# Prove that emf from E equals emf from dB/dt

1. May 14, 2017

Exercise:
I'm suppose to prove that e1 = e2
e1 = ∫E*dl
e2 = ∫dB/dt*dS

where S is the surface encircled by the conture c.
c is a box with with a length (in x axis) and b height (in y axis).

for an electromagnetic wave:
E = E0*sin(kx - wt) (in y axis)

I'm ASSUMING this means that
B = B0*sin(kx - wt) (in z axis)

Pathetic Attempt:
e1 calculated on the outside of c becomes
b*E(x + a,t) - b*E(x,t) =
E0*sin(kx + ka - wt) + E0*sin(kx - wt)
This expression is confusing and doesn't lead to any simplification at all.

e2 = ∫dB/dt*dS
dB/dt = B0*-w*cos(kx - wt)

Now heres the tricky part, how do I integrate this infinitly thing vector over a surface?
The wave has no thickness, shouldn't the integral be zero?!

2. May 14, 2017

I'm also suppose to prove this explicitly, I DONT EVEN KNOW WHAT THAT MEANS!!!

3. May 14, 2017

### TSny

What happened to the factor of b in going to the last line. Also, what happened to the negative sign between the two terms?

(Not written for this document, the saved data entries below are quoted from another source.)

PR #2029, opened 2026-08-31
feat(native-crash): parse stack snapshots

aranhave:
This PR adds the internal parser and data model for the version 1 native crash snapshot defined in #1999.

- validates the exact size, magic, version, checksum, architecture, and marker pairing
- enforces ABI address widths, stack bounds, alignment, reserved fields, module ranges, names, and build IDs
- supports ARM, ARM64, x86, and x86_64
- skips malformed module entries while preserving valid entries
- includes boundary, corruption, and mutation coverage

This PR is intentionally limited to parsing and validation. It does not change the signal handler or emit native frames yet.

## Follow-up work

The remaining work for #1940 will be split into focused follow-ups:

1. Recover module-relative frames and build IDs from validated snapshots.
2. Integrate snapshots with restart-time crash replay, bounded retries, and cleanup.
3. Add async-signal-safe register, module, and bounded-stack capture to the native handler.
4. Run end-to-end device validation across the supported Android ABIs and malformed or partial data cases.

Symbolication and backend rendering remain separate work.

Merge tier: Tier 3

### DIFF
--- a/instrumentation/native-crash/src/main/java/io/opentelemetry/android/instrumentation/nativecrash/NativeCrashSnapshot.kt
+++ b/instrumentation/native-crash/src/main/java/io/opentelemetry/android/instrumentation/nativecrash/NativeCrashSnapshot.kt
@@ -1,0 +1,261 @@
+/*
+ * Copyright The OpenTelemetry Authors
+ * SPDX-License-Identifier: Apache-2.0
+ */
+
+package io.opentelemetry.android.instrumentation.nativecrash
+
+import java.nio.ByteBuffer
+import java.nio.ByteOrder
+import java.nio.charset.CodingErrorAction
+
+// Mirrors native_crash_snapshot.h, which remains the binary layout source of truth.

You've made a good start once you make the corrections above.

OK

Not sure what you mean by "this infinitly thing vector".
$\frac{\partial B}{\partial t}$ is a function of $x$ and $t$. $t$ is some fixed but arbitrary time. So, you can think of $\frac{\partial B}{\partial t}$ as a function of $x$ that you need to integrate over the rectangular area. What would be a good way to break up the area into infinitesimal elements $dS$? Recall how you did similar integrals in your calculus course.